The brass meant well, but let's just say that if the 1st Regiment put the same heart and soul it did into cheering for Navy into the war effort, we'd all be speaking German today.

In his 1960 autobiography, "You Have to Pay the Price," Army head coach Earl (Red) Blaik wrote that, in the first half of the game, "five separate fist flights flared up. Somebody remarked afterward that we could have got by all right without a ball."

The faux midshipmen, wearing white caps atop their gray uniforms, eventually had a lot to cheer. An older, more experienced Navy wore down Army in the second half, scoring two touchdowns to win 13-0. After the second touchdown, Daley wrote that some 1st Regiment cadets cheered, but "most of them stood in stunned silence."

The ignominy of cheering for the wrong team would not be soon forgotten. In fact, the 1944 edition of "Howitzer," the West Point yearbook, made sure of it. Along the way, the editors threw wartime shade at the midshipmen, who live an easy life, if you believe cadets for the past, oh, 100 years or more.

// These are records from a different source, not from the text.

PR #369, opened 2022-03-24
Rip out the network-based updates proxy

DemiMarie:
It’s not used anymore and is useless attack surface.  Get rid of it.

Fixes QubesOS/qubes-issues#3285.

Not sure if this needs a test, since it just deletes code.


marmarek:
PipelineRefresh

marmarek (approved):

PR #371, opened 2022-04-10
Cohere with Debian guidance on 3rd party repos

unman:
Closes QubesOS/qubes-issues#7271


DemiMarie:
> Generally I like this change, but I worry about upgrade: if user modified the sources.list file (for example to enable testing updates), the new version will be saved in `.dpkg-new`, right? In that case, old file will be used, but the key in the old location will be gone. This will break installing any further updates.
> 
> Any ideas? Keep old keyring location (too) for the time being?

What about doing the upgrade in two steps?

PR #377, opened 2022-04-21
Rip out network-based update proxy remanents     

DemiMarie:
732e9d02eeae18c3cfe3c10beceed1564f28c399 removed most of the network-based updates proxy, but it didn't change the SysV init scripts.

### DIFF
--- a/vm-init.d/qubes-updates-proxy
+++ b/vm-init.d/qubes-updates-proxy
@@ -48,9 +48,6 @@ start() {
 
     [ -x "$exec" ] || exit 5
     [ -f $config ] || exit 6
-    # setup network redirection
-    /sbin/iptables -I INPUT -i vif+ -p tcp --dport 8082 -j ACCEPT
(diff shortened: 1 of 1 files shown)


vm-init.d/qubes-updates-proxy
```diff
@@ -42,17 +42,16 @@ start() {
...
     if qsvc qubes-updates-proxy ; then
-        # Yum proxy disabled
+        # Updates proxy disabled
         exit 0
     fi
 
     [ -x "$exec" ] || exit 5
     [ -f $config ] || exit 6
     # setup network redirection
     /sbin/iptables -I INPUT -i vif+ -p tcp --dport 8082 -j ACCEPT
```
marmarek, line 52: I think this line (and the matching one on stop) is not necessary either. The proxy is accessed over 'lo', not 'vif' interface.

marmarek (changes requested):

DemiMarie:
PipelineRetry

marmarek (approved):

PR #384, opened 2022-06-04
Use link scope for routes

DemiMarie:
Host scope means "only valid within this host", which is certainly not
correct for Xen virtual devices.  Link scope means "only valid in the
context of this link", which is correct.

Fixes: QubesOS/qubes-issues#7123.
Suggested-by: Ente <ducksource@duckpond.ch>

### DIFF
--- a/network/setup-ip
+++ b/network/setup-ip
@@ -5,8 +5,8 @@
 . /usr/lib/qubes/init/functions
 set -uo pipefail
 
-add_host_route () {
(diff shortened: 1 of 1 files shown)


Enteee:
@DemiMarie @marmarek : do you need me to do something about the failed tests?

DemiMarie:
PipelineRetry

DemiMarie:
PipelineRetry

DemiMarie:
PipelineRetry

marmarek (approved):

PR #386, opened 2022-06-13
Add support for /rw/config/rc.local-early to run commands as early as possible

chriswoope:
This allows to run arbitrary commands early in initialization, which is useful for things like replacing Qubes GUI packages in a specific VM.

### DIFF
--- a/vm-systemd/qubes-early-vm-config.sh
+++ b/vm-systemd/qubes-early-vm-config.sh
@@ -4,6 +4,10 @@
 # It happens after local-fs.target is reached
 # but before sysinit.target is reached.
 
+if [ -x /rw/config/rc.local-early ] ; then
+    /rw/config/rc.local-early
+fi
+
 # Source Qubes library.
 # shellcheck source=init/functions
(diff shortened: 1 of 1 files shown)


marmarek:
@tasket will that interfere with https://github.com/tasket/Qubes-VM-hardening ? On the first sight, it shouldn't but I'd like to double check.

3hhh:
> This allows to run arbitrary commands early in initialization, which is useful for things like replacing Qubes GUI packages in a specific VM.

Just use systemd for that?

marmarek:
> Just use systemd for that?

You don't have (early enough) place to register systemd units stored in `/rw`. This addition could be such place.

ben-grande:
If this is ever accepted, please remember to add drop-in configuration directory `/rw/config/rc.local-early.d` to follow packaging standards of allowing multiple configurations.

FijiHasGithub:
Any news on this? Would be really helpful with a problem I am currently having

marmarek (approved):

PR #389, opened 2022-07-15
Allow systemd to manage PulseAudio

DemiMarie:
This allows systemd to manage PulseAudio.  Instead of marking the
PulseAudio service as broken, override the `ExecStart=` command.

### DIFF
--- a/vm-systemd/user/pulseaudio.service.d/30_qubes.conf
+++ b/vm-systemd/user/pulseaudio.service.d/30_qubes.conf
@@ -1,4 +1,7 @@
 [Unit]
-#ConditionNull=false
-ConditionPathExists=/var/run/qubes-service/pulseaudio-vanilla-broken
+ConditionPathExists=/etc/pulse/qubes-default.pa
 
+[Service]
+ExecStartPre=-/usr/bin/qubesdb-read -w /qubes-audio-domain-xid
+ExecStart=
+ExecStart=/usr/bin/pulseaudio --start -n --file=/etc/pulse/qubes-default.pa --exit-idle-time=-1 --daemonize=no --log-target=journal
--- a/Makefile
+++ b/Makefile
@@ -42,7 +42,7 @@ SYSTEM_DROPINS += systemd-logind.service
 SYSTEM_DROPINS_NETWORKING := NetworkManager.service NetworkManager-wait-online.service
 SYSTEM_DROPINS_NETWORKING += tinyproxy.service
 
-USER_DROPINS := pulseaudio.service pulseaudio.socket
+USER_DROPINS := pulseaudio.service
 
 # Ubuntu Dropins
 ifeq ($(release),Ubuntu)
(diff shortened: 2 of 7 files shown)


marmarek:
Does it require disabling `start-pulseaudio-with-vchan`? Or maybe at least making it no-op if systemd will start pulseaudio?

marmarek:
Are you sure that all (relevant) distributions that use systemd, starts pulseaudio via systemd user unit?

DemiMarie:
> Are you sure that all (relevant) distributions that use systemd, starts pulseaudio via systemd user unit?

Not at all.  I will add a check for `/lib/systemd/user/pulseaudio.service` existing.

DemiMarie:
PipelineRetry

vm-systemd/user/pulseaudio.service.d/30_qubes.conf
```diff
@@ -1,4 +1,6 @@
 [Unit]
-#ConditionNull=false
-ConditionPathExists=/var/run/qubes-service/pulseaudio-vanilla-broken
+ConditionPathExists=/etc/pulse/qubes-default.pa
 
+[Service]
```
marmarek, line 4: The service needs also take care about waiting for audiovm to start: https://github.com/QubesOS/qubes-gui-agent-linux/commit/cabf69ffb8abacac0c12ef929637f5e223f4a1dd#diff-3c748b2e4495de699851b8c7b2144314e463fd40f14e04453c60c8fb87fa86c6R30 (and previous commit about that part). Alternatively, this can be moved into pulseaudio plugin itself. I guess PipeWire agent needs similar part too.

marmarek (changes requested):

vm-systemd/user/pulseaudio.service.d/30_qubes.conf
DemiMarie: For PipeWire my plan is to do what I did with Wayland, which is to treat every connection as a reconnection.  This avoids having to wait for the audio daemon to connec.

marmarek: Regardless of the final solution (the above idea sounds fine), please do the minimum required to not regress functionality here. If moving the waiting to the pulseaudio plugin itself is simple enough, go for it, otherwise add waiting as `ExecStartPre` or similar (in that case verify interaction with various timeouts - better to assume it may take at least few minutes to start).

DemiMarie: I don’t see any timeouts.

DemiMarie:
PipelineRetryFailed

marmarek:
In fact it's weird to have this drop-in file in this package, while the rest of pulseaudio is elsewhere. I'll move it and see what happens.

marmarek:
Done in #401 instead.

PR #398, opened 2022-11-30
qubes-rpc/nautilus: Execute external commands asynchronously

noskb:
Using [GLib.spawn_async](https://lazka.github.io/pgi-docs/#GLib-2.0/functions.html#GLib.spawn_async) instead of subprocess.call or subprocess.Popen 

This prevents Nautilus from getting stuck while executing external commands. And no zombies.
As far as I've tried, Nautilus 43 on fedora-37 gets stuck without closing the context menu when calling external commands synchronously, so it should also help prevent that.

I tested with debian-10 and fedora-37 templates.

### DIFF
--- a/qubes-rpc/nautilus/qvm_copy_nautilus.py
+++ b/qubes-rpc/nautilus/qvm_copy_nautilus.py
@@ -1,6 +1,4 @@
-import subprocess
-
-from gi.repository import Nautilus, GObject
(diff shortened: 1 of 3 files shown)


marmarek (approved):

andrewdavidwong:
Fixes QubesOS/qubes-issues#8006

PR #12, opened 2015-09-03
Add ros_tools utility package

jpanikulam:
Includes simple helpers for rospy:
- Image handling
- Arbitrary message unpacking
- wait_for_param
- thread locking help


utils/sub8_ros_tools/sub8_ros_tools/image_helpers.py
```diff
@@ -0,0 +1,58 @@
...
+        self.im_pub = rospy.Publisher(topic, Image, queue_size=queue_size)
+        self.bridge = CvBridge()    
+        self.encoding = encoding
+    
+    def publish(self, cv_image):
+        try:
+            image_message = self.bridge.cv2_to_imgmsg(cv_image, self.encoding)
+            self.im_pub.publish(image_message)
+        except CvBridgeError, e:
+            print e
```
pemami4911: Use ROS_ERROR here?

utils/sub8_ros_tools/sub8_ros_tools/image_helpers.py
```diff
@@ -0,0 +1,58 @@
...
+        self.im_sub = rospy.Subscriber(topic, Image, self.convert, queue_size=queue_size)
+        self.bridge = CvBridge()
+        self.callback = callback
+
+    def convert(self, data):
+        try:
+            image = self.bridge.imgmsg_to_cv2(data, desired_encoding=self.encoding)
+            self.callback(image)
+        except CvBridgeError, e:
+            print e
```
pemami4911: Same ^

utils/sub8_ros_tools/sub8_ros_tools/math_helpers.py
```diff
@@ -0,0 +1,25 @@
+import numpy as np
+
+
+def rosmsg_to_numpy(rosmsg, keys=None):
```
pemami4911, line 4: Might want to be more specific with the function name, since "rosmsg" might suggest you can pass in a msg that is not a ROS vector or a quaternion

utils/sub8_ros_tools/sub8_ros_tools/math_helpers.py
```diff
@@ -0,0 +1,25 @@
...
+    '''
+    if keys is None:
+        keys = ['x', 'y', 'z', 'w']
+    output_array = []
+    for key in keys:
+        # This is not necessarily the fastest way to do this
+        if hasattr(rosmsg, key):
+            output_array.append(getattr(rosmsg, key))
+        else:
+            break
```
pemami4911: Throw a non-fatal exception here (read: "raise") in case the rosmsg doesn't have [x, y, z, w], which will make it easy for clients of this utility function to know that the conversion failed

utils/sub8_ros_tools/test_ros_tools/test_ros_tools.py
```diff
@@ -0,0 +1,48 @@
...
+        '''Test that a made ros image can be returned to its original form'''
+        im = np.ones((255, 255, 3)).astype(np.uint8)
+        im_msg = make_image_msg(im)
+
+        cv_im = get_image_msg(im_msg)
+        np.testing.assert_array_equal(im, cv_im)
+
+
+if __name__ == '__main__':
+    unittest.main()
```
pemami4911, line 58: Add "sad path" test cases for the utility functions, like passing in an empty rosmsg to "rosmsg_to_numpy", to verify it won't cause a crash!

forrestv:
FWIW, trying to deal with functions being handed improper types is generally a lost cause. If a function is given a parameter with a wrong type, it's a programmer error, and there's really no good way to deal with it. You should just abort immediately/crash, either by just letting something weird happen (e.g. trying to access `.x` of an object without an x attribute, which will trigger an `AttributeError`, which shouldn't be caught) or having an assertion fail (e.g. `assert isinstance(rosmsg, Quaternion)`). The first one is actually probably preferable to the second to go along with Python's duck typing -- you shouldn't care what type something is, just if it can do what you want.

Read https://giantfublog.wordpress.com/2015/03/11/errors-and-exceptions/ . This is what they call a "hard error" (since it's a violation of precondition).

pemami4911:
Fair enough. In this case then, raising an exception when a programmer mis-uses "rosmsg_to_numpy" wouldn't be necessary. It would be helpful, though, to be more explicit with the name of the function- to help programmers use it correctly!

zachgoins:
It would be helpful to include the features of 'orientation_helpers.py' in
the 'math_helpers.py' file. Allow users to not only convert from
ROSmsgs/Quaternions but then to go between quaternions and rotation
vectors, normalize, get perpendicular/orthogonal vectors, find determinant,
find inverse, verify inverse with identity matrix, etc...

https://github.com/uf-mil/software-common/blob/master/uf_common/src/uf_common/orientation_helpers.py

jpanikulam:
@pemami4911, Changes made, up for review again in the same PR

utils/sub8_ros_tools/sub8_ros_tools/math_helpers.py
jpanikulam, line 4: Instead of renaming the function, made it work for an arbitrary message

jpanikulam:
@forrestv Made the thread_lock change as well

Issue #4, opened 2015-08-27
Update simulation


jpanikulam:

jpanikulam:
Now satisfied by Gazebo sim.

PR #17, opened 2015-09-21
SIM: Implement simulation

jpanikulam:
See [Simulation wiki page](https://github.com/uf-mil/Sub8/wiki/Simulation) for considerations,

and [Simul8 wiki page](https://github.com/uf-mil/Sub8/wiki/Simul8) for what is in, and what is not.

The sim is now functional enough to test controllers and mappers, and therefore satisfies the first simulation design milestone. Refs #4 

Since this is already nearly 1,000 lines I'm submitting a PR now to receive early criticism.


pemami4911:
@zachgoins adding you to review this PR as well since it's a big one

pemami4911:
Would be helpful to reviewers if a quick explanation of how this code was tested/verified was included in the commit message

simulation/sub8_simulation/launch/sim_thrusters.launch
```diff
@@ -0,0 +1,67 @@
+<launch>
```
pemami4911: This looks like the same thing we have over in the sub8_thruster_mapper. Is there a way to prevent duplicating code?

simulation/sub8_simulation/sub8_sim_tools/physics/physics.py
```diff
@@ -0,0 +1,221 @@
...
+        # Create contact joints
+        for c in contacts:
+            c.setBounce(.4)
+            c.setMu(5000)
+            j = ode.ContactJoint(world, contact_group, c)
+            j.attach(geom1.getBody(), geom2.getBody())
+
+
+class Entity(object):
+    _linear_damping_coeff = -0.2
```
pemami4911: Do we want to be able to change these on a case by case basis,or is the desired functionality for these values to remain static?

jpanikulam:
Addressing comments:
- Only some sim components will be configurable, unless we decide otherwise
- Cutting down on repeated code in the physics components is difficult, because ODE is picky about how geometries and bodies are defined
- I eliminated repeated code in the launch files

zachgoins:
I have looked through all the files and cannot see any glaring problems just by looking. It would be very beneficial though to include a few lines at the top of each file to give an idea of what the goal of the file is in the grand scheme of the sim.

zachgoins:
Is is possible to run instances of the sim without rendering graphics? We could use that feature to run continuous integration tests in the background with the physics alone.

jpanikulam:
That is a good point. 

Right now, physics is completely decoupled from rendering, and this is a good argument to keep it that way. 

@annhiluc thoughts?
- Jake

jpanikulam:
I suppose we'd also want to simulate vision in that case. We may have to fork Vispy to make it possible. 
- Jake

Annhiluc:
Since physics is independent of rendering, we could make an instance without visualization. What would need to be displayed, if anything?

fnivek:
Anyone know about the Model View Controller design pattern? This seems like
a perfect place to use the MVC pattern.

On Tue, Sep 22, 2015 at 12:53 PM, Annie Luc notifications@github.com
wrote:

> Since physics is independent of rendering, we could make an instance
> without visualization. What would need to be displayed, if anything?
> 
> —
> Reply to this email directly or view it on GitHub
> https://github.com/uf-mil/Sub8/pull/17#issuecomment-142347046.

## 

Sincerely,
Kevin French,
University of Florida,
4th year Electrical Engineer,
Cell: Available upon request,
Email: fnivek@gmail.com

jpanikulam:
Reassigning to Patrick for final pull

"It is rumored that the first regiment is going to have to lay claim to a blank shield in the Old Cadet Chapel after this year," Howitzer reported. "Well that they should, because they not only cheered for Navy, but the Country Club set went on to win the game. As usual, the outcome was unpredictable, but not the animosity, which even made itself felt in the empty bleachers."

About that "blank shield": Hanging in the Old Cadet Chapel is a shield that once held the name Benedict Arnold, the American general whose plan to surrender West Point to the British during the Revolutionary War was foiled.

This year, the Midshipmen will have a cheering section that will root for them and mean it. The rest of the stadium will be rooting against them and most definitely will mean it. "We love messing with the Mids," Cadet Captain Jack Chronister, a senior, said. "Even better to mess with them on our home turf."

That leaves the players, trying to focus amid the passion of one of the game's great rivalries. The seniors will remember this game forever even if it were played, oh, in a parking lot.